There was life this time, but not much—the engine turned but didn’t start. She looked at the dials and gauges in front of her, hoping beyond hope that she would somehow, suddenly and divinely, be given the knowledge to, one, identify which reading measured electrical power, and, two, evaluate that measurement. She gave that up after about five seconds and tried the key again…and again…and again….

Then she stopped, knowing enough to realize she was pushing the battery closer to the end of its life with every attempt. Out of options and drained of patience, she lowered her head against the steering wheel and began crying. It was a high, squealing sound, broken by breathing hitches and so quiet it was almost imperceptible.

When she looked back up, her eyes were red and puffy, and they stared contemptuously at the battery through the narrow strip of visibility that ran underneath the open hood.

You piece of shit. You piece of no-good sh—

Then the answer came in a flash—the cable wasn’t attached tightly enough to make the required connection.

She scrambled out and went inside again. This time she took a pair of vise grips from the drawer. Back in the driveway she removed the cable from the positive terminal, reapplied it, then tightened the nut until she couldn’t tighten it anymore.

She was so excited—sure that it would work this time—that she literally flung herself behind the wheel. The car creaked and bounced like an old ship. She twisted the key, and when the engine roared into life she screamed, “Yeah! Take
that!
” and clapped like a delighted child.

She got out one last time to drop the hood. Then, returning to the driver’s seat, she rolled all the windows down, trained her eyes on the rearview mirror, and set the transmission into reverse.

Brian Donahue knew he was in a no-win situation. He examined and re-examined all the possibilities and couldn’t seem to arrive at any other conclusion.

If we find Mark, get on the road, and make it out alive, I’ll be charged with endangerment….

He was sure of this, absolutely and unequivocally sure—Jennifer’s mom would see to it. She was that type. Even if her daughter escaped unharmed, the scare alone would motivate her to get a lawyer and have him ripped apart; there wouldn’t be enough meat left on his bones to fill a maggot’s belly.

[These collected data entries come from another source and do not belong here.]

PR #2408, opened 2023-10-03
fix: fix undo/redo

TrySound:
Commands meta store introduced in latest changes polutted immerhin history. Here created separate store for client only synchronization.

## Code Review

  - test it on preview

## Before requesting a review

- [ ] made a self-review

## Before merging

- [ ] added tests

### DIFF
--- a/apps/builder/app/shared/commands-emitter.ts
+++ b/apps/builder/app/shared/commands-emitter.ts
@@ -1,7 +1,7 @@
 import { isHotkeyPressed } from "react-hotkeys-hook";
 import { atom, onMount } from "nanostores";
-import store from "immerhin";
 import { $publisher, subscribe } from "~/shared/pubsub";
+import { clientImmerhinStore } from "~/shared/sync";
 
 type CommandMeta<CommandName extends string> = {
   // @todo category, description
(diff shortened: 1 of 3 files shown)


apps/builder/app/shared/commands-emitter.ts
```diff
@@ -61,11 +61,14 @@ export const createCommandsEmitter = <CommandName extends string>({
       // schedule store.set to the next tick
       // so store.listen is executed after store.set below
       Promise.resolve().then(() => {
-        store.createTransaction([$commandMetas], (commandMetas) => {
-          for (const { handler, ...meta } of commands) {
-            commandMetas.set(meta.name, meta);
+        clientImmerhinStore.createTransaction(
```
kof, line 64: could be just clientOnlyStore?

kof: or clientSyncStore

kof: Or: apiSyncstore, canvasSyncStore, pluginSyncStore

kof: Wait a second, isn't it that you only want to avoid undo/redo getting synced?

kof: Actually now as I think about it I don't understand why you use immerhin for shorthands at all, these things are ephemeral, real persistent things are going to happen in response to shorthands

istarkov (approved):

apps/builder/app/shared/sync/sync-stores.ts
```diff
@@ -53,11 +53,13 @@ declare module "~/shared/pubsub" {
     sendStoreChanges: {
       // distinct source to avoid infinite loop
       source: SyncEventSource;
+      storeType: "client" | "server";
```
kof, line 56: alternative names for storeType: "destination", "location", "origin"

kof:
I tested - works now

apps/builder/app/shared/sync/sync-stores.ts
TrySound: Will get rid of it soon anyway.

If I turn the car around right now…

…that might quell the storm brewing inside Mrs. King, but not her daughter. The seeds of hatred would be planted, and if Mark didn’t make it…what then? Would
his
mom be after him, too? From what Jennifer had said in the past, the woman didn’t seem to care much for her son; it sometimes seemed as though she regretted having a son at all. But would this still be her position if he were killed? Mothers have a way of protecting their children above all else. At the very least, the woman would have an easy lawsuit on her hands, so maybe the money would be her driving force—
Yes, your honor, Mr. Donahue had the chance to save young Mark’s life, and yet he drove off in callous disregard.